South Africa’s Lion ferrochrome smelter has resumed operations after being shut for nine months, following a major reduction in electricity tariffs that eased crippling production costs in the country’s power-intensive mining sector.
The plant, owned by a joint venture between Merafe Resources and Glencore, restarted this week after the national energy regulator approved a 35% cut in its power tariff, reducing costs to about 88 cents per kilowatt hour.
The restart comes after Lion Smelter, along with two sister plants, was shut in May 2025 as electricity prices—up more than 900% since 2008—made operations commercially unviable, forcing widespread closures across South Africa’s chrome-processing industry.
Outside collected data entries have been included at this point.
PR #1197, opened 2026-06-15
Support model methods & standalone functions for models with external C++ (user_header)

ssp3nc3r:
#### Submission Checklist

- [x] Run unit tests

#### Summary

`compile_model_methods = TRUE` (the `$log_prob()` / `$grad_log_prob()` / `$hessian()` methods) and `compile_standalone = TRUE` (`expose_functions()`) currently fail to **compile** for any model that uses an external C++ `user_header` — even though the very same model samples without issue. This blocks a common workflow: validating a hand-written C++ log density / analytic gradient against the pure-Stan autodiff version via `grad_log_prob()`.

##### Reproducible example

`bernoulli_external.stan` (declares `make_odds`, defined in the header):

```stan
functions { real make_odds(real theta); }
data { int<lower=0> N; array[N] int<lower=0,upper=1> y; }
parameters { real<lower=0,upper=1> theta; }
model { theta ~ beta(1, 1); y ~ bernoulli(theta); }
generated quantities { real odds = make_odds(theta); }
```

`make_odds.hpp` (in the model's namespace, per the CmdStan convention):

```cpp
#include <stan/math.hpp>
#include <ostream>
namespace bernoulli_external_model_namespace {
  template <typename T0__, stan::require_all_t<stan::is_stan_scalar<T0__>>* = nullptr>
  stan::promote_args_t<T0__> make_odds(const T0__& theta, std::ostream* pstream__) {
    return theta / (1 - theta);
  }
}
```

```r
mod <- cmdstan_model("bernoulli_external.stan",
                     user_header = "make_odds.hpp",
                     compile_model_methods = TRUE)
```

`mod$sample()` works, but compiling the model methods aborts with:

```
error: use of undeclared identifier 'make_odds'
```

##### Root cause

Two independent problems in the standalone / model-methods build path:

1. **Mangled namespace.** The standalone & model-methods C++ is generated by calling `stanc` directly through an argument vector (no shell) in `get_standalone_hpp()`, reusing the same `--name='foo_model'` flag that is built for the *make-based* executable build. The make path is processed by a shell that strips the quotes; the direct call is not, so the literal quotes become part of the model name, producing the namespace `'foo_model'_namespace` (`x39model...x39_namespace` after C++ name-mangling). External C++ functions are defined by the user in `foo_model_namespace`, so they are not visible to the generated code.

2. **Header not included.** `rcpp_source_stan()` does not `-include` the user header when compiling the methods via `Rcpp::sourceCpp()`, unlike CmdStan's makefile, which adds `-include $(USER_HEADER)`.

##### Fix

- Build an *unquoted* variant of the stanc options for the two direct `get_standalone_hpp()` calls; the make path keeps the quoted form (so names/paths with spaces are still safe there).
- Stash the user-header path on the model-methods env (and on `self$functions`) and force-include it in `rcpp_source_stan()`, mirroring CmdStan's `-include $(USER_HEADER)`.

This also enables `compile_standalone = TRUE` / `expose_functions()` for models with external C++, which share `rcpp_source_stan()`.

##### Verification

For a normal model and an identical model whose single likelihood term is routed through an external C++ function, with the fix `log_prob()` **and** `grad_log_prob()` match the pure-Stan autodiff version exactly:

```
PLAIN     log_prob=-51.45881541  grad=(22.628038, 70.420847)
EXTERNAL  log_prob=-51.45881541  grad=(22.628038, 70.420847)
max|lp diff| = 0   max|grad diff| = 0
```

Adds a regression test in `tests/testthat/test-model-methods.R` using the existing `bernoulli_external` fixture (full `test-model-methods.R` passes locally on macOS / CmdStan 2.39.0).

#### Copyright and Licensing

Scott Spencer

### DIFF
--- a/NEWS.md
+++ b/NEWS.md
@@ -1,5 +1,11 @@
 # cmdstanr (development version)
 
+* `compile_model_methods = TRUE` and `compile_standalone = TRUE` now work for
+models that use an external C++ `user_header`. The standalone / model-methods
+code is generated in the same namespace as the rest of the model (rather than a
+mangled `'foo_model'_namespace`), and the user header is force-included when
+those translation units are compiled, mirroring CmdStan's
+`-include $(USER_HEADER)`. (#1197)
 * `pathfinder()` now respects `save_single_paths = TRUE` instead of always
 passing `0` to CmdStan.
 * `pathfinder()` now uses `threads` argument (`num_threads` is deprecated),
--- a/R/utils.R
+++ b/R/utils.R
@@ -800,6 +800,13 @@ rcpp_source_stan <- function(code, env, verbose = FALSE, ...) {
   cppflags <- get_cmdstan_flags("CPPFLAGS")
   cmdstanr_includes <- system.file("include", package = "cmdstanr", mustWork = TRUE)
   cmdstanr_includes <- paste0(" -I\"", cmdstanr_includes,"\"")
+  # When the model uses an external C++ header, force-include it (as CmdStan's
+  # makefile does with -include $(USER_HEADER)) so that functions declared in the
+  # Stan program and defined in the header are available here too. (#1197)
+  user_header_include <- ""
+  if (!is.null(env$user_header_)) {
+    user_header_include <- paste0(" -include \"", env$user_header_, "\"")
+  }
   libs <- c("LDLIBS", "LIBSUNDIALS", "TBB_TARGETS", "LDFLAGS_TBB", "SUNDIALS_TARGETS")
   libs <- paste(sapply(libs, get_cmdstan_flags), collapse = " ")
   if (.Platform$OS.type == "windows") {
@@ -810,7 +817,7 @@ rcpp_source_stan <- function(code, env, verbose = FALSE, ...) {
       c(
         USE_CXX14 = 1,
         PKG_CPPFLAGS = cppflags,
-        PKG_CXXFLAGS = paste0(cxxflags, cmdstanr_includes, collapse = " "),
+        PKG_CXXFLAGS = paste0(cxxflags, cmdstanr_includes, user_header_include, collapse = " "),
         PKG_LIBS = libs
       ),
       Rcpp::sourceCpp(code = code, env = env, verbose = verbose, ...)
--- a/R/model.R
+++ b/R/model.R
@@ -616,27 +616,47 @@ compile <- function(quiet = TRUE,
   if (is.null(stanc_options[["name"]])) {
     stanc_options[["name"]] <- paste0(self$model_name(), "_model")
   }
+  # Two forms of the stanc options are needed. The quoted form is embedded in
+  # the STANCFLAGS string passed to make(), where it is processed by a shell and
+  # the quotes guard against spaces. The unquoted form is for get_standalone_hpp(),
+  # which calls stanc directly (no shell) via an argument vector, so quotes would
+  # otherwise become literal characters in option values - e.g. --name='foo_model'
+  # would produce the namespace 'foo_model'_namespace and hide external C++
+  # functions from the standalone / model-methods code. (#1197)
   stanc_built_options <- c()
+  stanc_built_options_unquoted <- c()
   for (i in seq_len(length(stanc_options))) {
     option_name <- names(stanc_options)[i]
     if (isTRUE(as.logical(stanc_options[[i]]))) {
-      stanc_built_options <- c(stanc_built_options, paste0("--", option_name))
+      opt <- paste0("--", option_name)
+      stanc_built_options <- c(stanc_built_options, opt)
+      stanc_built_options_unquoted <- c(stanc_built_options_unquoted, opt)
     } else if (is.null(option_name) || !nzchar(option_name)) {
-      stanc_built_options <- c(stanc_built_options, paste0("--", stanc_options[[i]]))
+      opt <- paste0("--", stanc_options[[i]])
+      stanc_built_options <- c(stanc_built_options, opt)
+      stanc_built_options_unquoted <- c(stanc_built_options_unquoted, opt)
     } else {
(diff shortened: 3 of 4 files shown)


R/utils.R
jgabry, line 852: `user_header_` will be dropped here, is that desirable? the PR  stores the header, but saved/reloaded models keep only `hpp_code_`. 

To see the potential issue: in a fresh R process save a CmdStanModel with `compile_model_methods = TRUE` and `user_header`. Then reload it, fit, then
call `fit$log_prob()`. There's an error about undeclared identifier 'make_odds'.


Should we preserve `user_header_` in `drop_stale_model_methods()`? Is that the desired behavior? If so, we should probably also add a regression test for saved/reloaded external-header models.

jgabry, line 1028: Here I think we might lose `user_header_` when `global=TRUE`. `rcpp_source_stan()` reads `env$user_header_`, but when `global=TRUE` we pass `globalenv()` instead of the function env that has the header.

I haven't reproduced this myself, but this should do it: 

In a fresh R session with an external standalone function, try `mod$expose_functions()` (should work)  and then try `mod$expose_functions(global = TRUE)` (probably fails with no function definition in the namespace).

To fix this I think we'd either need to (a) separate the target environment from the metadata/header source, or (b) compile with the model function env and copy exports to global afterward. Option (b) seems like a cleaner approach, so I'd lean towards that unless you have any other ideas.

NEWS.md
```diff
@@ -1,5 +1,11 @@
 # cmdstanr (development version)
 
+* `compile_model_methods = TRUE` and `compile_standalone = TRUE` now work for
+models that use an external C++ `user_header`. The standalone / model-methods
```
jgabry, line 4: I think we need to test `expose_functions` (with `global = FALSE` and `global = TRUE`) to be able to fully claim `compile_standalone = TRUE` / `expose_functions()` support

jgabry (commented):
Thanks for the PR! Here are some initial review comments after a first quick look. 

Also, was any of this written by AI? Either way is fine, I'm just asking because we recently adopted a new [AI policy](https://github.com/stan-dev/stan/wiki/AI-Contribution-Policy). The policy allows using AI tools but "if AI tools were used, the contributor additionally affirms that they have reviewed and understood the code, and can explain and defend their changes during the review process." Eventually we'll have some more info about this that comes up when opening a PR.

ssp3nc3r:
Thanks for the review help. 

I wrote it but I'm sure I used AI to figure out stuff. "if AI tools were used, the contributor additionally affirms that they have reviewed and understood the code, and can explain and defend their changes during the review process." I affirm.

On the other points, I hadn't thought about them because I just wrote it for my own pain point, which was just comparing the forward and reverse for two models (pure Stan's AD vs hand-coded C++, hence the user header) to check the gradient work before using it, if that makes sense. 

I've only been using it in that isolated case.

I'll need to think through the above.

jgabry:
@andrjohns Do you by any chance have time to take a look at this at some point? I made a few review comments but you're obviously much more familiar with the model methods and expose functions code.

andrjohns:
> @andrjohns Do you by any chance have time to take a look at this at some point? I made a few review comments but you're obviously much more familiar with the model methods and expose functions code.

Yep, happy to take this one!

jgabry:
> > @andrjohns Do you by any chance have time to take a look at this at some point? I made a few review comments but you're obviously much more familiar with the model methods and expose functions code.
> 
> Yep, happy to take this one!

Awesome, thanks!

andrjohns:
@ssp3nc3r thanks for proposing these changes, it's definitely functionality that's been missing!

We can implement this functionality with a simpler changeset. Because the model `.hpp` is stored at compile time, we can just store the external `.hpp` at the same time, and then simply prepend it to the code which is passed to `Rcpp` for the model methods and standalone functions.

In order to handle the namespacing issue when exporting the standalone function, we just need to remove the namespace from the function call.

So when the generated `--standalone-functions` code would have:
```cpp
double make_odds(const double& theta) {   return bernoulli_model_namespace::make_odds(theta, &Rcpp::Rcout); }
```

Given that we're prepending the external header, we just need to remove the `bernoulli_model_namespace` spec:
```cpp
double make_odds(const double& theta) {   return ::make_odds(theta, &Rcpp::Rcout); }
```

I've got a branch with these changes here: https://github.com/stan-dev/cmdstanr/compare/master...user-header-support

All works fine for me with the [manual's external c++ example](https://mc-stan.org/docs/cmdstan-guide/external_code.html), but can you try it out with your usecases and see if all works as expected for you?

jgabry:
> I've got a branch with these changes here: [master...user-header-support](https://github.com/stan-dev/cmdstanr/compare/master...user-header-support)

@ssp3nc3r were you able to try out this branch that @andrjohns made to see if it works for you?

ssp3nc3r:
Apologies for losing track of the conversation; I'll try this out tomorrow!

jgabry:
No worries, thanks!

ssp3nc3r:
Thanks for working on this it will be very useful! Sorry it took a bit to work this in as I didn't want to disturb mine in active use.

I tried it out and a couple of things. 

First, relative #includes in the user header break. You can see this in your working example: move make_odds's body into a make_odds_impl.hpp and have make_odds.hpp just #include "make_odds_impl.hpp" — then compile_model_methods/compile_standalone fails with fatal error: 'make_odds_impl.hpp' file not found. 

Prepending the header's text to the Rcpp compile drops its directory, so the relative include resolves against Rcpp's temp dir instead of the header's folder. Force-including the file (-include <path>, like #1197 does) or adding dirname(user_header) to the Rcpp include path may fix it. This one affected me because my real headers are split across component files.

Second, the namespace-strip keys off whether the header text contains namespace { so a header that namespaces its internal helpers but exposes the entry-point function at global scope skips the strip and won't resolve. Keying off whether each exposed name is actually reachable at global scope I think would be preferred.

More than a dozen smelters have closed in recent years, costing thousands of jobs and allowing China to overtake South Africa as the world’s leading processor of chrome ore.
Merafe said the latest tariff relief allowed Lion Smelter to reopen but warned it was still insufficient for long-term sustainability, noting that all three plants would need power prices of about 62 cents per kilowatt hour to operate viably.
The Boshoek and Wonderkop smelters remain mothballed as negotiations with the authorities continue over deeper and more permanent electricity discounts.
The Glencore–Merafe venture last year suspended mass layoffs while seeking a deal that could secure the future of its operations and protect thousands of workers.
Merafe said it aims to conclude a long-term power agreement by February 28, a deadline tied to whether job-cut procedures at the idle plants will resume.
South Africa, once the dominant force in global ferrochrome production, is now racing to restore competitiveness as soaring energy costs continue to erode its industrial base.
The Lion Smelter’s restart is being seen as an important test of whether targeted power-price relief can help revive the country’s struggling mineral-processing sector.